## Exercise requirements
A single figure is the whole answer: the number of lines in the records that contain "option".

## Collected data entries

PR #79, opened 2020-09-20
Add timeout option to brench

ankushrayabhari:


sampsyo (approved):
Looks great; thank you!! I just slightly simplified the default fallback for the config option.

## Output for this exercise
2